Eight months later, Cazalot has transitioned his program only partially back offline. Techstars Boston moved to coworking space Venture Lane this fall and welcomed a new cohort. Teams are operating on a kind of hybrid model: The accelerator is remote-first, but entrepreneurs can come in as needed, as long as they comply with Venture Lane's safety policies. Venture Lane founder Christian Magel sees that as his company's future. In his vision, startups have just 20 percent of their teams working out of the physical space at any given time.

screen-grab-covid-summit
A screenshot from the MassChallenge HealthTech Covid-19 Innovation Summit.
Courtesy of MassChallenge
VC funding in startups with female founders fell.

In 2020, venture capital funding in women-founded startups declined for the first time in more than a decade, according to data from PitchBook. The first three quarters of the year saw startups with at least one woman on their founding team raise a collective $13.8 billion in VC funding — a 31 percent decline from the same period in 2019.

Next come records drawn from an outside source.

Issue #298, opened 2016-01-04
Implement `WAIT` command


tPl0ch:
Hello,

currently we want to use the `WAIT` - http://redis.io/commands/WAIT - command to increase data safety for certain write requests in the `redis-cluster` mode. Since `WAIT` is not implemented, we were trying to use a raw command:

``` php
$redisSuccess = $this->redis->set($key, $value, 'ex', $ttl, 'nx');
// Wait for writes to propagate through the cluster - TTL of 0.5 seconds
$slavesReached = (int) $this->redis->executeRaw(['WAIT', 2, 500]);
if ($slavesReached < 1) {
    throw new ClientException("Couldn't distribute write to slaves");
}
```

Unfortunately it tries to get a `Slot` for the `WAIT` command and fails with:
`Cannot use 'WAIT' with redis-cluster.`

Can we somehow manage to get the `WAIT` command working within the current architecture, by i.e. supplying an own `ClusterStrategy`?

Thanks in advance,
Thomas

tPl0ch:
@nrk 
> When using a client configured in cluster mode the only restriction is that all of the writes ... must be directed to the same slot

Hmm, this is dramatically limiting the usefulness of `WAIT` in a cluster setup. You have a set of key/value pairs that you want to ensure to have reached a majority of nodes, even if they are routed to different slots, don't you think?

nrk:
@tPl0ch the problem when using a cluster setup is that `WAIT` must be sent to each node interested by a write operation and, as far as I understand, this is valid for redis-cluster too. Predis cannot do this asynchronously so the first `WAIT` will block until acknowledgement / timeout before sending the next one and so forth. After that, there's the problem of how to handle different acknowledgement outcomes among the various "slots" that are target of writes.

tPl0ch:
@nrk Then it will be time to leverage coroutines and/or promises to handle cluster-wide commands in a non-blocking way :computer:

nrk:
[...]

PR #300, opened 2016-01-05
Implementing `WAIT` command

tPl0ch:
See https://github.com/nrk/predis/issues/298 for my motivation on this.

When using `redis-cluster` with a version >= 3.0, the `WAIT` command comes in handy to increase data safety with important writes by making sure that the write has been acknowledged by `n` (number of slaves).

This PR implements the command for versions >= 3.0

Since this is the first time I was digging into the `Predis` src, it might be that I missed some obvious things, although the tests are passing for me.

The tests have been set up locally with a `redis-cluster` created by the `cluster-create` util in the redis distribution.~~I still need to investigate on how to set this up in travis though, maybe someone of you can help. :)~~ I have added a Makefile to set up a redis cluster (v3.0) within travis.

### DIFF
--- a/src/Cluster/RedisStrategy.php
+++ b/src/Cluster/RedisStrategy.php
@@ -55,23 +55,4 @@ class RedisStrategy extends ClusterStrategy
             'This cluster strategy does not provide an external distributor'
         );
     }
-
-    /**
-     * @inheritDoc
-     */
-    protected function getDefaultCommands()
-    {
-        $commands = parent::getDefaultCommands();
-        $commands['WAIT'] = array($this, 'getSlotForRandomKey');
-
-        return $commands;
-    }
-
-    /**
-     * @return int
-     */
-    protected function getSlotForRandomKey()
-    {
-        return $this->hashGenerator->hash(uniqid('', true)) & 0x3FFF;
-    }
 }
--- a/src/Cluster/RedisStrategy.php
+++ b/src/Cluster/RedisStrategy.php
@@ -55,4 +55,23 @@ class RedisStrategy extends ClusterStrategy
             'This cluster strategy does not provide an external distributor'
         );
     }
+
+    /**
+     * @inheritDoc
+     */
+    protected function getDefaultCommands()
+    {
+        $commands = parent::getDefaultCommands();
+        $commands['WAIT'] = array($this, 'getSlotForRandomKey');
+
+        return $commands;
+    }
+
+    /**
+     * @return int
+     */
+    protected function getSlotForRandomKey()
+    {
+        return $this->hashGenerator->hash(uniqid('', true)) & 0x3FFF;
+    }
 }
--- a/.travis.yml
+++ b/.travis.yml
@@ -14,11 +14,16 @@ branches:
     - php5.2_backport
     - documentation
 services: redis-server
+install: make travis-install
 before_script:
   - composer self-update
   - composer install --no-interaction --prefer-source --dev
+  - make travis-run
 script:
   - vendor/bin/phpunit -c phpunit.xml.travisci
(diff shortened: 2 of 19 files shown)


src/Cluster/RedisStrategy.php
```diff
@@ -55,4 +55,15 @@ public function getDistributor()
...
         );
     }
+
+    /**
+     * @inheritDoc
+     */
+    protected function getDefaultCommands()
+    {
+        $commands = parent::getDefaultCommands();
+        $commands['WAIT'] = array($this, 'getKeyFromFirstArgument');
```
nrk: I'm not convinced that this is the right approach to solve #298, the first argument of `WAIT` is not a key so it doesn't make much sense. I'm going to elaborate on this in a comment to your PR.

tPl0ch: @nrk Yeah, I was thinking the same. The problem is that there is no way to bypass the hash generator for the cluster strategy. But maybe it makes sense to return a random slot, since Redis is tracking the writes internally for the current client connection (see http://redis.io/commands/WAIT#implementation-details). Does this makes sense to you?

tPl0ch: @nrk Something like this:
```php
/** 
 *@return int
 */
protected function getSlotForRandomKey()
{
    return $this->hashGenerator->hash(uniqid('', true)) & 0x3FFF;
}
```

nrk:
First of all thanks for your PR @tPl0ch! It would be awesome if you could extract the part that sets up redis-cluster on Travis CI into a separate PR because I'm definitely interested to have that merged ASAP :-)

Back to the actual issue, as I've said in my inline comment I think that using a command handler to return a value that is not a key (in the case of `WAIT` the first argument is just the number of slaves) does not make much sense. But we could still play along these lines by changing our internal assumptions slightly.

Right now [`Predis\Cluster\ClusterStrategy::getSlot()`](https://github.com/nrk/predis/blob/v1.0.3/src/Cluster/ClusterStrategy.php#L336-L350), which is the actual method used by aggregate connections to obtain a valid slot for the specified command, is expected to return either:

- a slot if it can be calculated from a valid key or multiple keys
- `NULL` when the command is not supported... which until now just meant that it cannot be mapped to one specific slot.

We might just change that to augment the possible return values by including boolean `FALSE` to indicate that the command __can__ be used in the context of a certain cluster implementation even though it cannot be mapped to a specific slot. At this point when  `FALSE` is returned [our implementation](https://github.com/nrk/predis/blob/v1.0.3/src/Connection/Aggregate/RedisCluster.php#L294-L309) could stick to the last used node or just a random one to issue the command.

Thoughts? To tell you the truth I'm not a fan of having more than one type of value returned by `Predis\Cluster\ClusterStrategy::getSlot()` (or any method for that matter) but from a pragmatic POV I think it does not add much complexity to the library internals.

src/Cluster/RedisStrategy.php
nrk: Sorry I left for lunch with my comment nearly done but didn't notice your further inline comments before posting it :-) Anyway if we think about this in terms of which __node__ should be used instead of which __slot__, then I guess it would make more sense to let the decision to the actual implementation of the aggregate connection.

tPl0ch:
@nrk I made a little prototype change now: https://github.com/nrk/predis/commit/ab4296db8128c46456b24af919f9b5e7e3b5faae

Thoughts on this?

nrk:
I guess I'll need some time to think about it and play with some actual code before carrying on with the changes, in the end it still feels a bit too hackish :-)

mente:
Any updates on it? Changes looks promising

Issue #131, opened 2013-07-13
Support for Redis Sentinel


vmattila:
I would be happy to contribute to predis development by implementing automatic master/slave resolution and connection based on the configured sentinels. I tried to explore the Predis codebase, but unfortunately could not figure out where to start.

In practice, we should be able to enter the sentinel addresses instead direct master/slave ip addresses and provide the name of the master. For example:

```php
$sentinels = array(
    'tcp://10.0.0.1:26379/',
    'tcp://10.0.0.2:26379/'
);
$redis = new Predis\Client($sentinels, array('sentinel_master' => 'mymaster');
```

One of the configured sentinels should be connected and sent queries to get the master ip: `SENTINEL get-master-addr-by-name mymaster`, slaves `SENTINEL slaves mymaster` and finally create the actual aggregated connection based on the received information.

Should I create a completely new connection type, extend an existing class or modify something? I also expect that I should implement two new command classes for the two sentinel commands.

Some references:
- http://redis.io/topics/sentinel
- http://redis.io/topics/sentinel-clients

ThijsFeryn:
Any updates, Daniele?

Thx
Thijs

integrii:
Are we sure that you can read/write to any node in the cluster?  The six node cluster I have setup replies with MOVED and the correct node's location.  I then have to connect to that node to complete the write.  Making Predis aware of shards means the process goes faster.  When a MOVED comes back from a server, Predis should ask again for the node distribution.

The drop comes as Covid-19 has taken a special toll on female founders and executives. A separate report from businesswomen network Chief examining the impact of the pandemic on executive women found that they are shouldering more responsibility at work regardless of their personal situation, and they face an unstated expectation that they should better be able to manage parents and caregivers on their teams because of their gender.

Plenty of female founders have had to scale back their 2020 plans, according to PitchBook. But Boston-area investors and founders note that founders aren’t the source of the problem. The dip is also fueled by investors, whose checks have gone to a smaller portion of female-founded startups than in years past.

“This isn’t a pipeline problem,” said Sarah Hodges, a partner at Pillar VC. “If we want to solve this problem, we as investors have to commit to building diverse networks, opening access to capable founders who are being overlooked today.”